## [TASK PROMPT]
Print, exactly and completely, the data that appears below.

◇ ◇ ◇ ◇ ◇

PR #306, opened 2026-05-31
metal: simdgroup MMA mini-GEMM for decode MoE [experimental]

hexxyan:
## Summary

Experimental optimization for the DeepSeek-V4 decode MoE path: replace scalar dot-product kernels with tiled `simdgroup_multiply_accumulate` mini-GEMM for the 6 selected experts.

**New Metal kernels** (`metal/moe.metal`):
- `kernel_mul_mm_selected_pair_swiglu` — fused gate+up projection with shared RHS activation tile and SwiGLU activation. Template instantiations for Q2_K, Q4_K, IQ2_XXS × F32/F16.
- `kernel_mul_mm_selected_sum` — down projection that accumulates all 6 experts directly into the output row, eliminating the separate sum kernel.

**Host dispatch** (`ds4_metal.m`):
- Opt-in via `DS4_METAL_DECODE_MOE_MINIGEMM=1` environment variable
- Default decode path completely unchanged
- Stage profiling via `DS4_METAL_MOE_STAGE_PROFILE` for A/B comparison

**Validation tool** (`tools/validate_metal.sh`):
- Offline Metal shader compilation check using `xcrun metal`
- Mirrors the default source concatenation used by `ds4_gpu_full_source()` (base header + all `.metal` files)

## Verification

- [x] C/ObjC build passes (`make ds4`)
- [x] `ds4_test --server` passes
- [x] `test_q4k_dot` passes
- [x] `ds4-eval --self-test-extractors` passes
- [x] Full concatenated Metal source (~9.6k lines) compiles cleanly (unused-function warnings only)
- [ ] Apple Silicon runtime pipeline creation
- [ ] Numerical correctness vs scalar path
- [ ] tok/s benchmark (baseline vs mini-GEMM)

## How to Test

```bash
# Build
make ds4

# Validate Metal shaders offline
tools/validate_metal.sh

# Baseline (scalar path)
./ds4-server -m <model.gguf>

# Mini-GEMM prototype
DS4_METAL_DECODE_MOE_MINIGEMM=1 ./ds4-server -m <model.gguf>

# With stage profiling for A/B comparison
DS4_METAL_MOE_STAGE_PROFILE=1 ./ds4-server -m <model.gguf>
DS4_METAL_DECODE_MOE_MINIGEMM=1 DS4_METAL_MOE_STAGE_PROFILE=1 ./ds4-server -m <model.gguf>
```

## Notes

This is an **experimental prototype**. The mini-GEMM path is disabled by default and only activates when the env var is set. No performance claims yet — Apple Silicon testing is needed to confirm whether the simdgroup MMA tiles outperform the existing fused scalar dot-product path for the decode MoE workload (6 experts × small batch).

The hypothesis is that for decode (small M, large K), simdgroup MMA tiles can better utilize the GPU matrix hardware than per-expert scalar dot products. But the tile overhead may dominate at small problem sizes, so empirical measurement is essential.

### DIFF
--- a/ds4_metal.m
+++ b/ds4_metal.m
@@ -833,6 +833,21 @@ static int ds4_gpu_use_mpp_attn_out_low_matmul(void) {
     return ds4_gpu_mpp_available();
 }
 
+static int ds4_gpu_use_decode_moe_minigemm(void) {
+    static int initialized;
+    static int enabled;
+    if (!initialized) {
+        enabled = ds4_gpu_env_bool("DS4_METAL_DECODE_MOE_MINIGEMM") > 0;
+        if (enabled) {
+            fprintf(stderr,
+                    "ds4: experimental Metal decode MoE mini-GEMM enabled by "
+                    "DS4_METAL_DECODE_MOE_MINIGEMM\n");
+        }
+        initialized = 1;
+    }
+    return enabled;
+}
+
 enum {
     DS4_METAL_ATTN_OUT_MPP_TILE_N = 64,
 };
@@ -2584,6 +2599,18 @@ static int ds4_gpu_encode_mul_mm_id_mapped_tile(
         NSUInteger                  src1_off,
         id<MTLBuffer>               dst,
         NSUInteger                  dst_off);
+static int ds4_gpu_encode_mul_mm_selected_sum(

◇ ◇ ◇ ◇ ◇

## [ANSWER TO THIS TASK]
PR #306, opened 2026-05-31
metal: simdgroup MMA mini-GEMM for decode MoE [experimental]

hexxyan:
## Summary

Experimental optimization for the DeepSeek-V4 decode MoE path: replace scalar dot-product kernels with tiled `simdgroup_multiply_accumulate` mini-GEMM for the 6 selected experts.

**New Metal kernels** (`metal/moe.metal`):
- `kernel_mul_mm_selected_pair_swiglu` — fused gate+up projection with shared RHS activation tile and SwiGLU activation. Template instantiations for Q2_K, Q4_K, IQ2_XXS × F32/F16.
- `kernel_mul_mm_selected_sum` — down projection that accumulates all 6 experts directly into the output row, eliminating the separate sum kernel.

**Host dispatch** (`ds4_metal.m`):
- Opt-in via `DS4_METAL_DECODE_MOE_MINIGEMM=1` environment variable
- Default decode path completely unchanged
- Stage profiling via `DS4_METAL_MOE_STAGE_PROFILE` for A/B comparison

**Validation tool** (`tools/validate_metal.sh`):
- Offline Metal shader compilation check using `xcrun metal`
- Mirrors the default source concatenation used by `ds4_gpu_full_source()` (base header + all `.metal` files)

## Verification

- [x] C/ObjC build passes (`make ds4`)
- [x] `ds4_test --server` passes
- [x] `test_q4k_dot` passes
- [x] `ds4-eval --self-test-extractors` passes
- [x] Full concatenated Metal source (~9.6k lines) compiles cleanly (unused-function warnings only)
- [ ] Apple Silicon runtime pipeline creation
- [ ] Numerical correctness vs scalar path
- [ ] tok/s benchmark (baseline vs mini-GEMM)

## How to Test

```bash
# Build
make ds4

# Validate Metal shaders offline
tools/validate_metal.sh

# Baseline (scalar path)
./ds4-server -m <model.gguf>

# Mini-GEMM prototype
DS4_METAL_DECODE_MOE_MINIGEMM=1 ./ds4-server -m <model.gguf>

# With stage profiling for A/B comparison
DS4_METAL_MOE_STAGE_PROFILE=1 ./ds4-server -m <model.gguf>
DS4_METAL_DECODE_MOE_MINIGEMM=1 DS4_METAL_MOE_STAGE_PROFILE=1 ./ds4-server -m <model.gguf>
```

## Notes

This is an **experimental prototype**. The mini-GEMM path is disabled by default and only activates when the env var is set. No performance claims yet — Apple Silicon testing is needed to confirm whether the simdgroup MMA tiles outperform the existing fused scalar dot-product path for the decode MoE workload (6 experts × small batch).

The hypothesis is that for decode (small M, large K), simdgroup MMA tiles can better utilize the GPU matrix hardware than per-expert scalar dot products. But the tile overhead may dominate at small problem sizes, so empirical measurement is essential.

### DIFF
--- a/ds4_metal.m
+++ b/ds4_metal.m
@@ -833,6 +833,21 @@ static int ds4_gpu_use_mpp_attn_out_low_matmul(void) {
     return ds4_gpu_mpp_available();
 }
 
+static int ds4_gpu_use_decode_moe_minigemm(void) {
+    static int initialized;
+    static int enabled;
+    if (!initialized) {
+        enabled = ds4_gpu_env_bool("DS4_METAL_DECODE_MOE_MINIGEMM") > 0;
+        if (enabled) {
+            fprintf(stderr,
+                    "ds4: experimental Metal decode MoE mini-GEMM enabled by "
+                    "DS4_METAL_DECODE_MOE_MINIGEMM\n");
+        }
+        initialized = 1;
+    }
+    return enabled;
+}
+
 enum {
     DS4_METAL_ATTN_OUT_MPP_TILE_N = 64,
 };
@@ -2584,6 +2599,18 @@ static int ds4_gpu_encode_mul_mm_id_mapped_tile(
         NSUInteger                  src1_off,
         id<MTLBuffer>               dst,
         NSUInteger                  dst_off);
+static int ds4_gpu_encode_mul_mm_selected_sum(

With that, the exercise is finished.